PR #34, opened 2021-02-15
TILA-240

siren:
Add more search filters to reservation unit search


src/search/SearchForm.tsx
```diff
@@ -100,6 +128,12 @@ const SearchForm = ({ onSearch, formValues }: Props): JSX.Element | null => {
     Object.keys(formValues).forEach((p) => setValue(p, formValues[p]));
   }, [formValues, setValue]);
 
+  useEffect(() => {
+    if (showMoreFilters) {
+      document.getElementById('participantCountFilter-toggle-button')?.focus();
```
kieferbonk, line 133: No biggie, but could this be resolved with a `ref`?

kieferbonk (approved):

src/search/SearchForm.tsx
siren: yeah, I tried to figure that out, but was not able to because select does not support ref.

PR #38, opened 2021-02-26
Refactoring & cleanup

siren:
- selected reservation units are now persisted to localstorage so that they survive during auth
- completed todos in application save
- finished applicationPeriod -> applicationRound


src/i18n/messages.ts
```diff
@@ -129,11 +129,30 @@ const translations: Translations = {
       },
     },
     preview: {
+      applicantType: {
+        community: [
+          'Rekitesteröitymätön yhdistys',
```
kieferbonk, line 134: Typo

kieferbonk (approved):
👍

PR #39, opened 2021-03-01
TILA-392

siren:
- Adds a map & map marker to show the location of the reservation unit in the reservation unit page


src/component/MapMarkerIcon.tsx
```diff
@@ -0,0 +1,48 @@
...
+          d="M15.9981139,0 C20.1340105,0 24.2713477,1.53717334 27.4262114,4.61293808 C33.7359387,10.7630495 33.3095279,20.347694 27.4262114,26.8863529 L26.174361,28.2877277 C20.9310906,34.2007901 18.0099826,38.091836 15.9981139,42 C13.8430107,37.791208 10.613237,33.6022689 4.57433813,26.8863529 C-1.30897841,20.347694 -1.73682979,10.7630495 4.57433813,4.61293808 C7.7292018,1.53717334 11.8650984,0 15.9981139,0 Z M16.0657464,10.8717672 C13.2952057,10.8717672 11.0444238,13.0895872 11.0444238,15.8145918 C11.0444238,18.5373718 13.2952057,20.7551919 16.0657464,20.7551919 C18.8340272,20.7551919 21.0848091,18.5373718 21.0848091,15.8145918 C21.0848091,13.0895872 18.8340272,10.8717672 16.0657464,10.8717672 Z"
+          id="selectable"
+          fill="#0000BF"
+        />
+      </g>
+    </g>
+  </svg>
+);
+
+export default MapMarkerIcon;
```
kieferbonk, line 48: If you're ok with static content, a more straight forward way would be to save the svg as is, and then webpack can import it like so: `import { ReactComponent as Icon } from "../../images/icon.svg";`

kieferbonk (approved):

src/component/MapMarkerIcon.tsx
siren: cool, thanks!

PR #43, opened 2021-03-11
Retrieve and use api specific token when accessing tilavaraus-api

siren:


src/common/auth/LoggingIn.tsx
--------------------------------------------------
PROBLEM — Across the material, report every line that has the word "const".

ANSWER SPACE —
@@ -100,6 +128,12 @@ const SearchForm = ({ onSearch, formValues }: Props): JSX.Element | null => {
@@ -129,11 +129,30 @@ const translations: Translations = {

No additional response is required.